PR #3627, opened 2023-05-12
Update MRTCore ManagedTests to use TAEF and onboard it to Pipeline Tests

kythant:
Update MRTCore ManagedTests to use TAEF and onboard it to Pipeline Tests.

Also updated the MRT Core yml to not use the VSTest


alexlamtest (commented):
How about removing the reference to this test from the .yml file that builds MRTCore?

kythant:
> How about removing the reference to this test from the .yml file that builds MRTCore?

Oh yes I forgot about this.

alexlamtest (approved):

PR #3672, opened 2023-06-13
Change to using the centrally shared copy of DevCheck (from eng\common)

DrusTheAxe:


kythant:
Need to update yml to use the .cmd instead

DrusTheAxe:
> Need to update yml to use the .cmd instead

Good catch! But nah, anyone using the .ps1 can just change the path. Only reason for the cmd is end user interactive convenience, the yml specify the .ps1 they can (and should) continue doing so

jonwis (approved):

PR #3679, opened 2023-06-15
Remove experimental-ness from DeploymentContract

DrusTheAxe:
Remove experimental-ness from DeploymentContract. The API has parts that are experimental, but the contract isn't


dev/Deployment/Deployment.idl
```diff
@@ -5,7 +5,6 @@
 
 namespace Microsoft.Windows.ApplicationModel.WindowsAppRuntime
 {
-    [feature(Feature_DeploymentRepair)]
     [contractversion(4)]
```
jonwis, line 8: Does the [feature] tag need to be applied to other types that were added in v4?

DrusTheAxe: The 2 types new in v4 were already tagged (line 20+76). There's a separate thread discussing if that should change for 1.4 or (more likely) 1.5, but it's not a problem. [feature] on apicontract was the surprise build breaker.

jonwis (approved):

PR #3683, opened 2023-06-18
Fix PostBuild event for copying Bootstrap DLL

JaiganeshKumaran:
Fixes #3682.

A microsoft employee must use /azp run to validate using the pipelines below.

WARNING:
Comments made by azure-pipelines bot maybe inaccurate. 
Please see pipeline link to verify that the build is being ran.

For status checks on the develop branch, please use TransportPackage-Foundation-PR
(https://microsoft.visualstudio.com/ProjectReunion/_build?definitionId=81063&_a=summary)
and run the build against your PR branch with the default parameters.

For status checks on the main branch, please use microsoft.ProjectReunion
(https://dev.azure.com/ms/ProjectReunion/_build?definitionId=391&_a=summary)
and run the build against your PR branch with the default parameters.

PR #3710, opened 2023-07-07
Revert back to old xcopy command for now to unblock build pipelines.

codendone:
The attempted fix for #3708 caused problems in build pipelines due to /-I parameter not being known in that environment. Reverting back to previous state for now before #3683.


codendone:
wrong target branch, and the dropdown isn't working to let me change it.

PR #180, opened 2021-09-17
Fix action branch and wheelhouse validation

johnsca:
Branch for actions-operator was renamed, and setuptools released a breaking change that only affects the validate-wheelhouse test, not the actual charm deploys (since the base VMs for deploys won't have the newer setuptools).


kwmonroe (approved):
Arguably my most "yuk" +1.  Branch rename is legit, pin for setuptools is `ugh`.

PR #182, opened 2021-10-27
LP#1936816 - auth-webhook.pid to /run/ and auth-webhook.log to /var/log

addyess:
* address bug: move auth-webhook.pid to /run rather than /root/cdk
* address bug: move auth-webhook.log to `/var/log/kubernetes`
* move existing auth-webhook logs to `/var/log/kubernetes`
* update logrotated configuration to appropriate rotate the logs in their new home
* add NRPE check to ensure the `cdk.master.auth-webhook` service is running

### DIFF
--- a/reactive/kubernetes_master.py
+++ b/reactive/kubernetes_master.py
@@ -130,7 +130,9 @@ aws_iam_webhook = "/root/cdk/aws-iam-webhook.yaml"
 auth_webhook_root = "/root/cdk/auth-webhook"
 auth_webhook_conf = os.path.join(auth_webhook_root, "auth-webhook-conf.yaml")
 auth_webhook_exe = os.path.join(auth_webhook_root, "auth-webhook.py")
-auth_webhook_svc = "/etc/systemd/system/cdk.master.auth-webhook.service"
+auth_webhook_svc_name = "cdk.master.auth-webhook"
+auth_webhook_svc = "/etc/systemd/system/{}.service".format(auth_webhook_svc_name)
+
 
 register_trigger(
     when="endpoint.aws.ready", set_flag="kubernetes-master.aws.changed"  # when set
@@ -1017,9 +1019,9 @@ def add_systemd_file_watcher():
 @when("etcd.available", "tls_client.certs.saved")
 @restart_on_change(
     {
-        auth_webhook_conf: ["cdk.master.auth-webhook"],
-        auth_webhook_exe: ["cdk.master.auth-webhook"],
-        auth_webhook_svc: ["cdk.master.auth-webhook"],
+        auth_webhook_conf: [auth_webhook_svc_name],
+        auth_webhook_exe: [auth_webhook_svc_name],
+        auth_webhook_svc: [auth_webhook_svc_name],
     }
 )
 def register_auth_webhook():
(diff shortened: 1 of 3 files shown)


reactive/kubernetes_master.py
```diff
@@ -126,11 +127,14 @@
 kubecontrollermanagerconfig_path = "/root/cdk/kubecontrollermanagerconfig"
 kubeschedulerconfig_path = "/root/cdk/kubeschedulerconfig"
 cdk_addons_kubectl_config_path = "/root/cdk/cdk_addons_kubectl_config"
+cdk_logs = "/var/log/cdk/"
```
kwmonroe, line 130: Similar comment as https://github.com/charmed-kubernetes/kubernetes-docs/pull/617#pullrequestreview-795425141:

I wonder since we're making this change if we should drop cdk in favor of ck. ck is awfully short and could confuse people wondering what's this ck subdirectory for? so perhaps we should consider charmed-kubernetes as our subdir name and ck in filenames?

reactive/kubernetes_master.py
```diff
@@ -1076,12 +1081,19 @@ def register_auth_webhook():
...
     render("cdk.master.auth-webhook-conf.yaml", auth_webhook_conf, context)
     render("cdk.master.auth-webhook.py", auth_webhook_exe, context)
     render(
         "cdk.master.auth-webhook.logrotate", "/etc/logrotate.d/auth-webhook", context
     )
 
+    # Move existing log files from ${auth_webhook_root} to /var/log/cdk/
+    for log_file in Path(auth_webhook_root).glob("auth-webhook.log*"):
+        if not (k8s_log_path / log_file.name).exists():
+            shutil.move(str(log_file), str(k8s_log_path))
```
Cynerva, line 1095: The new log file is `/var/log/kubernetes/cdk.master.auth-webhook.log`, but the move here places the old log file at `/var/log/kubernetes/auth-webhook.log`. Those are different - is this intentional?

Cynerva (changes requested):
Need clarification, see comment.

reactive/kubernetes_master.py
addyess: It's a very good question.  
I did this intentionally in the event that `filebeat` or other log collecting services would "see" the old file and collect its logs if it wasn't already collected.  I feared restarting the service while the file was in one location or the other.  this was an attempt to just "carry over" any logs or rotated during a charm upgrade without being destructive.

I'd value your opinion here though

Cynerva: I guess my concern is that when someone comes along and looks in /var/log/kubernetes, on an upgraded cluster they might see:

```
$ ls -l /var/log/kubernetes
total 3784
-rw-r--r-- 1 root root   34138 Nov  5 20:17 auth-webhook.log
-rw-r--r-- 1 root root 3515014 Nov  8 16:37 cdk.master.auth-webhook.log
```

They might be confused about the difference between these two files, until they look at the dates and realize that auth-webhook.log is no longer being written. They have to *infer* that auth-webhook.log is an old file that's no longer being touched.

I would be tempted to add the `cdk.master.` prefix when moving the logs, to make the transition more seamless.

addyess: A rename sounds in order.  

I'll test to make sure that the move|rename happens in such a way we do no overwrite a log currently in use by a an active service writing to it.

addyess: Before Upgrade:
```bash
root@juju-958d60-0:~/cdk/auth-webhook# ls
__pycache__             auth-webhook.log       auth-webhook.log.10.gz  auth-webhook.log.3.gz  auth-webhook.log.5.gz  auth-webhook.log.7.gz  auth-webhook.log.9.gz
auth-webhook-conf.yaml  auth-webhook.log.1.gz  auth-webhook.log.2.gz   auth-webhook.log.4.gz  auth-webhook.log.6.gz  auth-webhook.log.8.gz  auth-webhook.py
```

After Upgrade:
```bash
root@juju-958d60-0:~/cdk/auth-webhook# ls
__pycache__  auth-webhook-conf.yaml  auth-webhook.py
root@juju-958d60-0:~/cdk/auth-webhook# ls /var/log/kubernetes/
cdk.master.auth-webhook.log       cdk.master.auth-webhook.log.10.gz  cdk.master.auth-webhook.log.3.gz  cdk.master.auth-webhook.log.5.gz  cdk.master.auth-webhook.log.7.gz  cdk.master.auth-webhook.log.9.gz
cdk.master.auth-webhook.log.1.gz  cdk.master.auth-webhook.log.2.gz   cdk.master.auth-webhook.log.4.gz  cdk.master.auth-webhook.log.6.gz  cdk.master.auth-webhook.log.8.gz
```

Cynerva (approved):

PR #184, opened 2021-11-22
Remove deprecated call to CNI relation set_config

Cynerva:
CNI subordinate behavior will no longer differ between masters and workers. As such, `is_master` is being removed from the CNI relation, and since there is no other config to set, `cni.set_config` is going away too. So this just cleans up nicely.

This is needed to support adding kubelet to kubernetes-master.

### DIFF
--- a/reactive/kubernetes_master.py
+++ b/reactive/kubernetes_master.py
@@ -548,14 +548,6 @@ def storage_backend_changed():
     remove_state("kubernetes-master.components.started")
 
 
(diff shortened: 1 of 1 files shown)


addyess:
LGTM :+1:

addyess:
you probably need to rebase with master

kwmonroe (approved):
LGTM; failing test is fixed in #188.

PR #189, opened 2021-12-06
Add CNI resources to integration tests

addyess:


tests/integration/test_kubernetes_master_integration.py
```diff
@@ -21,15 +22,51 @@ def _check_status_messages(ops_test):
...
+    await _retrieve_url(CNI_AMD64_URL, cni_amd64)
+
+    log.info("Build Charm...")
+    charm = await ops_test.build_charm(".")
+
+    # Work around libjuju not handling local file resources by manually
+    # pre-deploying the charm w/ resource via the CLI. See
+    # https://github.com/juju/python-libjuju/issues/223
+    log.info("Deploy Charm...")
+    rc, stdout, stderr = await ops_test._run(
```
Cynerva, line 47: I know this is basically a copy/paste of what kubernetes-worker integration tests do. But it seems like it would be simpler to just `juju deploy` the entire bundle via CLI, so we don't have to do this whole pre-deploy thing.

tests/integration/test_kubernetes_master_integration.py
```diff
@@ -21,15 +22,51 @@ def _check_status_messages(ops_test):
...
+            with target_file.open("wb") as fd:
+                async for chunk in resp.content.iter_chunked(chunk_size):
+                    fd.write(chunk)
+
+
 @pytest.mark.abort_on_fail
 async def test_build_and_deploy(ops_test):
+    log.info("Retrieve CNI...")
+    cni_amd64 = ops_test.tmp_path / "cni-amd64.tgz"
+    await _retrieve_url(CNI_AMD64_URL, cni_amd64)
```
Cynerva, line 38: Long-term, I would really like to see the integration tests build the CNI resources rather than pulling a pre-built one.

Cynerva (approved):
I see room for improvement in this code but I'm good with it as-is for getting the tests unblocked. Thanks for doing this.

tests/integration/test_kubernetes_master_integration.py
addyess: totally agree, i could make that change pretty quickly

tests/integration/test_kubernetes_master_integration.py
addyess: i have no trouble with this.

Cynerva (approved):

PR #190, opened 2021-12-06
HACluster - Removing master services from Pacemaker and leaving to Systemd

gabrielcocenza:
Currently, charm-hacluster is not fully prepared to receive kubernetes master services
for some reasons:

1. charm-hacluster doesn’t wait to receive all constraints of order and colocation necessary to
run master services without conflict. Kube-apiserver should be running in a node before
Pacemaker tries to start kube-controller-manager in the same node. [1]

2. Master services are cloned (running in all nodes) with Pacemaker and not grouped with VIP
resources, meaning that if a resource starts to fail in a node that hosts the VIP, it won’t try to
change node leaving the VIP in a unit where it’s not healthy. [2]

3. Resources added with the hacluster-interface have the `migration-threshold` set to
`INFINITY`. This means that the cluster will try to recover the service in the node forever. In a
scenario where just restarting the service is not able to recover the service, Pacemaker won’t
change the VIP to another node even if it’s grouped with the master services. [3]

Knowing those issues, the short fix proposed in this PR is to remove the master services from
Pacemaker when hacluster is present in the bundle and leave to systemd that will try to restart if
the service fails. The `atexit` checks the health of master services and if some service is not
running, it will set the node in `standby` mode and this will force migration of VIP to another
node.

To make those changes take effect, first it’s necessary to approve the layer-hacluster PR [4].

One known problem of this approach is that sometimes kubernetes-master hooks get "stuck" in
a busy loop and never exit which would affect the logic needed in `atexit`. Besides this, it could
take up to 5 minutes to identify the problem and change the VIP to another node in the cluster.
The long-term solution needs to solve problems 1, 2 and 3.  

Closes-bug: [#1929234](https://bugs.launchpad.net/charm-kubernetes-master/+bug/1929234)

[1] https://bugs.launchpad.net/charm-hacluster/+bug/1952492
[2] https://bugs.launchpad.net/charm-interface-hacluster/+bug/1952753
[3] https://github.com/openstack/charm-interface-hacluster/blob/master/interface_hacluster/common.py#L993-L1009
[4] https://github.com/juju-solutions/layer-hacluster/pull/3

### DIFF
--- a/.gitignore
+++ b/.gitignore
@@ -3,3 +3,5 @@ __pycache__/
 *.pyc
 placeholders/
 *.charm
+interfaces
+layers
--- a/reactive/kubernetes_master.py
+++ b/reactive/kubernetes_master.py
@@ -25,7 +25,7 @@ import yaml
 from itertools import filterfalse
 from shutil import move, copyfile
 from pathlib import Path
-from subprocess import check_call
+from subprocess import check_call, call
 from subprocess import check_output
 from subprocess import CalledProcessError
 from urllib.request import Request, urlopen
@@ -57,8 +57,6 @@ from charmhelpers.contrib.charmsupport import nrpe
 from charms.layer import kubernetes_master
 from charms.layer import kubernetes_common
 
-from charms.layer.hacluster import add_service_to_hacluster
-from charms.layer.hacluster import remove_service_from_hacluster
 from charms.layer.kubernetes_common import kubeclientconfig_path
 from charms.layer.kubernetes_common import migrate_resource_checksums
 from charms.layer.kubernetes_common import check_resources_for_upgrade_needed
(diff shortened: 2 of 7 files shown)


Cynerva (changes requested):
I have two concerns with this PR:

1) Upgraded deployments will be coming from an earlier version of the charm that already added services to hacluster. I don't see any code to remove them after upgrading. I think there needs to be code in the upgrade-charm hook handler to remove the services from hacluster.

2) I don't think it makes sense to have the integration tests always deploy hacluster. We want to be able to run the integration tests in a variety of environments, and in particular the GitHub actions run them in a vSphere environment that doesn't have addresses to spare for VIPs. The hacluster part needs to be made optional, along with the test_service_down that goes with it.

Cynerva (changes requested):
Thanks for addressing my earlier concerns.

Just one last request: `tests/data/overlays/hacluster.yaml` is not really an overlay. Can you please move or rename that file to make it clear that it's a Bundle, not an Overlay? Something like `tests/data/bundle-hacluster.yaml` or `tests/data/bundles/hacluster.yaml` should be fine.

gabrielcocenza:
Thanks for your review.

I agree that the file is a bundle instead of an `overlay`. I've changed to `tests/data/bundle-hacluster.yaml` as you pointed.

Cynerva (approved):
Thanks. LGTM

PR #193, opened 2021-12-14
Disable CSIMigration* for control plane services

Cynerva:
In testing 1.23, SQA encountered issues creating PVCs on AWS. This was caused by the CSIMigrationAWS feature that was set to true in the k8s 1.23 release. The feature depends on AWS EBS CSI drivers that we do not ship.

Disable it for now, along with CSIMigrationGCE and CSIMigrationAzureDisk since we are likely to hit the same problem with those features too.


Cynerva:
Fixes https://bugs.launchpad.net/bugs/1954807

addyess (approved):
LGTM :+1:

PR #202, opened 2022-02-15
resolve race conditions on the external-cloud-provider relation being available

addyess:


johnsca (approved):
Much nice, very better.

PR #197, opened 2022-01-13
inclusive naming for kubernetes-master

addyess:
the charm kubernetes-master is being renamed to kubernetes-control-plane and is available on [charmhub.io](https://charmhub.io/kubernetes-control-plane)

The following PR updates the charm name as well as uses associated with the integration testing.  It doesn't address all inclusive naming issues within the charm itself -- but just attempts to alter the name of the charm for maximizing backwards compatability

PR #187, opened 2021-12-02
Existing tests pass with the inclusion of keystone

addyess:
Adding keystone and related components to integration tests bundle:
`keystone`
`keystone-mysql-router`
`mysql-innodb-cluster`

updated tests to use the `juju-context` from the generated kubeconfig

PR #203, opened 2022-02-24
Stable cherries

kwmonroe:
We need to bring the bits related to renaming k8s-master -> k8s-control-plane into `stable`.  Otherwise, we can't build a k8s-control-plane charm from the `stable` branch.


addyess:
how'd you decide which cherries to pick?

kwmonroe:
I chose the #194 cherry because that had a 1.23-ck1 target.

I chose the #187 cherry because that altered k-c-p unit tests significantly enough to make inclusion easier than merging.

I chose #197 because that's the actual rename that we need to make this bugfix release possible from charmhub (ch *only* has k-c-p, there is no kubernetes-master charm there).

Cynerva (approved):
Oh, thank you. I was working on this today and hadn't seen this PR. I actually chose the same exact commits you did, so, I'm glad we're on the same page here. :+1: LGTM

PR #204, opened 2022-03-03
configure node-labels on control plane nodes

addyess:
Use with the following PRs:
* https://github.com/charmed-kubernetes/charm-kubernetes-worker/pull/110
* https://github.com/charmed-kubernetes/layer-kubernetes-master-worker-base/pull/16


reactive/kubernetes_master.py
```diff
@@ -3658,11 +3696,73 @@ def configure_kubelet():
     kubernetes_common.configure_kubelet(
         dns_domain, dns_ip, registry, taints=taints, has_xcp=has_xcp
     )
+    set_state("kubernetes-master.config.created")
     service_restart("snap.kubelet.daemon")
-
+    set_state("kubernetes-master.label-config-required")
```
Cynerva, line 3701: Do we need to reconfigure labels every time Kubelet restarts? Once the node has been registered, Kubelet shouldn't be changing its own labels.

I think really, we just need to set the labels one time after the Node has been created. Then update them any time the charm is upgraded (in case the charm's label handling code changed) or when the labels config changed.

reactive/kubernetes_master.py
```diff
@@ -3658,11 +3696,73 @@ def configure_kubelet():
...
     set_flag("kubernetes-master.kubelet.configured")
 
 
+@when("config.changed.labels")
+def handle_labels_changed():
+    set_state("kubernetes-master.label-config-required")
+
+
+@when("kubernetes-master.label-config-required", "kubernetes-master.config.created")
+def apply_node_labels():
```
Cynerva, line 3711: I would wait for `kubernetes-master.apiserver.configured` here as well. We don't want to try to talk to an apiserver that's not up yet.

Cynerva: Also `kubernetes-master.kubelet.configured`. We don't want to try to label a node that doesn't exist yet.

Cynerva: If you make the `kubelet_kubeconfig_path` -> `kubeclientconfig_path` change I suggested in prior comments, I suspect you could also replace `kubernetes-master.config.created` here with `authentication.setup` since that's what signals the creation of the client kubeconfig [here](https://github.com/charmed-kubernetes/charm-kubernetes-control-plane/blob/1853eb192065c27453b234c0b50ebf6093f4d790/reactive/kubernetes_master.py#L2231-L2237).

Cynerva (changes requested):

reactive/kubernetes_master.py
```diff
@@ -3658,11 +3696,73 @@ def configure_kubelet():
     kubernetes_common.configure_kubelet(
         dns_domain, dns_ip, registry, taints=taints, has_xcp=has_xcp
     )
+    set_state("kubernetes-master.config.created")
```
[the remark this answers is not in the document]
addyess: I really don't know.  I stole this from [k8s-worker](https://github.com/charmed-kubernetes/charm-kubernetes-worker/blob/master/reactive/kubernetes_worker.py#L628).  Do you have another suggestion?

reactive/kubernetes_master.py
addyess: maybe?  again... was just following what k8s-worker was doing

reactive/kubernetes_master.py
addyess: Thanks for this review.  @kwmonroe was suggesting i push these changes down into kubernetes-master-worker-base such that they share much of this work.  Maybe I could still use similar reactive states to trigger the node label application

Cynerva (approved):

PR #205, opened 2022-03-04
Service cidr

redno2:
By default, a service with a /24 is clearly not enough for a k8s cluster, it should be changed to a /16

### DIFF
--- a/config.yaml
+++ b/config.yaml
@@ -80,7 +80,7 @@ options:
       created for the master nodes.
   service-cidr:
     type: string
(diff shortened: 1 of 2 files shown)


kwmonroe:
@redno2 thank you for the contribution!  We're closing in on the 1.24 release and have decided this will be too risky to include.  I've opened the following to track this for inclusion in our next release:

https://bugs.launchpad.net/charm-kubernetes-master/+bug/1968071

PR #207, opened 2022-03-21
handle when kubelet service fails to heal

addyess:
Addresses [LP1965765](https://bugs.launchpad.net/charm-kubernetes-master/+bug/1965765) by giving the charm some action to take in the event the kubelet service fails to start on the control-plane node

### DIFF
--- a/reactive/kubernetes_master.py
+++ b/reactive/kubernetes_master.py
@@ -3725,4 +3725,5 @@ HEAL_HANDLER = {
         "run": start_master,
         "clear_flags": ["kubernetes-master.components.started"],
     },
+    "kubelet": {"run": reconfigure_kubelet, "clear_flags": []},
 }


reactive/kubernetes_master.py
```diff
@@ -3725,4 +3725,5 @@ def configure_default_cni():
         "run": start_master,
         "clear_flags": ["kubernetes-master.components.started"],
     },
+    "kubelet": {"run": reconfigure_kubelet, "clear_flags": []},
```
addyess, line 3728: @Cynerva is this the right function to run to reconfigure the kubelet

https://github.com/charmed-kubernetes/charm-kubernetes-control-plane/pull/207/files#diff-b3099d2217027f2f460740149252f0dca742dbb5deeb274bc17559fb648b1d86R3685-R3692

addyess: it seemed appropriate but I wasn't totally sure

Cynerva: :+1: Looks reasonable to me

• _WORK TASK_
For the listing above, state the number of lines that contain the word "term" and nothing more.

• _TASK SOLUTION_
2